The Bible gives specific details how each role in marriage should be played. The husband has leadership in the home. (Not as dictator, but as Christ leads and loves the church) (1 Corinthians 11:3; Ephesians 5:23) Wives are to submit to the authority of her husband (Ephesians 5:22-24) So many times I hear women say, “But what if my husband doesn’t do his part in loving me as Christ loved the church?” To that I say “so does our husband’s disobedience to God’s word give us free-reign to disobey also?”   Anyways. Moving along…

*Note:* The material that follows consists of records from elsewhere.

PR #169, opened 2023-07-06
separate connect and connectWallet for SRP

0xmaayan:
If we try to connect an already connected wallet, the error thrown triggers "clearData" which disconnects the existing wallet. This is obviously not the expected behavior. 

This PR separates the `connect` method to `connect()` where we first make all the checks and validations and if all good we call the `connectWallet()` that actually connects to a wallet and throws any wallet connection error.

### DIFF
--- a/packages/wallet-adapter-core/src/WalletCore.ts
+++ b/packages/wallet-adapter-core/src/WalletCore.ts
@@ -172,51 +172,58 @@ export class WalletCore extends EventEmitter<WalletCoreEvents> {
     }
   }
 
-  /** 
-  Connects a wallet to the app. If a wallet is already connected,
-  we first disconnect the current connected wallet and then connect the selected wallet.
-  On connect success, we set the current account and the network, and keeping the selected wallet
-  name in LocalStorage to support autoConnect function.
-
-  @param walletName. The wallet name we want to connect as a WalletName type.
-  @emit emits "connect" event
-  @throws WalletConnectionError
-  */
+  /**
+   * We first make sure we can connect a dapp to a wallet.
+   * If all good, we connect the wallet by calling `this.connectWallet`
+   * @param walletName. The wallet name we want to connect.
+   */
   async connect(walletName: WalletName): Promise<void | string> {
+    const selectedWallet = this._wallets?.find(
+      (wallet: Wallet) => wallet.name === walletName
+    );
+
+    if (!selectedWallet) return;
+
+    if (this._connected) {
+      // if the selected wallet is already connected, we don't need to connect again
+      if (selectedWallet.name === walletName)
+        throw new WalletConnectionError(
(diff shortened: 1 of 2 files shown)


gregnazario (commented):
So, this still is for anyone who's using `connect`, it will just automatically work?

packages/wallet-adapter-core/src/WalletCore.ts
```diff
@@ -172,51 +172,58 @@ export class WalletCore extends EventEmitter<WalletCoreEvents> {
...
-          ).message;
+    const selectedWallet = this._wallets?.find(
+      (wallet: Wallet) => wallet.name === walletName
+    );
+
+    if (!selectedWallet) return;
+
+    if (this._connected) {
+      // if the selected wallet is already connected, we don't need to connect again
+      if (this.wallet?.name === walletName)
```
0xmigo: Wanted to make sure, Is there any chance that wallet is connected (this._connected) but this.wallet? return `null` or `None`? or shall we include the check `if (this._connected && this.wallet)`?

0xmaayan:
> So, this still is for anyone who's using `connect`, it will just automatically work?

no changes in how the end user uses it, only thing is that now if you try to connect an already connected wallet, the connection remains

packages/wallet-adapter-core/src/WalletCore.ts
0xmaayan: yep good catch, should probably do `if (selectedWallet.name === walletName)`

0xmaayan: done

0xmigo (approved):

packages/wallet-adapter-core/src/WalletCore.ts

As a woman I’m ok with knowing that my husband sometimes has to open the pickle jar for me. I like when he opens the door for me even though he knows and I know full-well that I am fully capable of opening my own door. I also like taking charge. I like to drive a lawn mower. I like checking my own oil in my car. I have even taken out the garbage a few times. Gasp!!! I am completely my father’s daughter in the fact that he and I both are the type that “know” our way of doing things is always best. (Seriously, it’s been proven, lol!) At the same time though I have many times had a heavy heart for making my husband feel less than significant or capable. I joke about being older and wiser to my husband but also have felt the sting of knowing that I’ve caused him hurt at times by not letting him lead as God says he should. I am growing through my relationship with Jesus and the closer I get to He that controls all, the more I long to be the wife that the Bible tells me I should be. I am his help-mate. I am his rib (the body part of Adam’s that God made Eve out of) I stand beside my husband, not behind him, and most certainly not under him. But I am also NOT going to teach my children that as a woman or wife that I should power over their father just to prove gender equality.

I have been given a wonderful, Godly husband. He truly loves and leads me as Christ does the church. I know that is not the case for everyone out there. I am so undeservingly blessed. I pray that my girls are too. Sure I will teach them to stand up for themselves, not to accept abuse, to be independent, and to be a leader not a follower. Most importantly I will teach them truths from the Bible. The main things I hope they grow to be, like loving, Jesus-filled, kind, and compassionate have nothing to do with demanding respect or authority. If we, as women, don’t care to be treated as unequal, lower, disrespected, or unloved, how is it ok for us to treat anyone else (male or female) as such?

I’ll end on this funny note…

Jerry Clower is one of the funniest people to have ever lived. He told this story about how he offered his chair to a lady in a green room of a talk show who he later discovered was a “woman-liber”. She outright told him to SIT DOWN. He said his ancestors would come up and get him if he didn’t offer his chair like he had been raised to all his life. She refused and sat in the middle of the floor. After asking her which women she planned on liberating he told her let me tell you about me and Mama (his wife). “Me and Mama have been married 26 years. She was my childhood sweetheart; I ain’t never had another date. And Mama sleeps every morning till she gets ready to get up. Now she may have to get up at 8 o’clock to open the door to let the lady in that I got hired to wait on Mama. And when Mama does get up she can fix her own breakfast or have it brought to her. It’ll be Mama’s option whichever she wants. And when Mama does get up and watches them soap operas, she can watch it in three different rooms of the house, laying down, leaning, or propped up. Whichever way she wants to do it. And whenever Mama wants to go to the supermarket, she goes in a brand new gold Lincoln Continental. I says Miss Woman-Liber, Mama don’t want you messin’ with the deal she’s got!!!!”

EXACTLY. I will continue to be the “needy, high-maintenance, fragile” type!!! Don’t mess with the deal I got!!!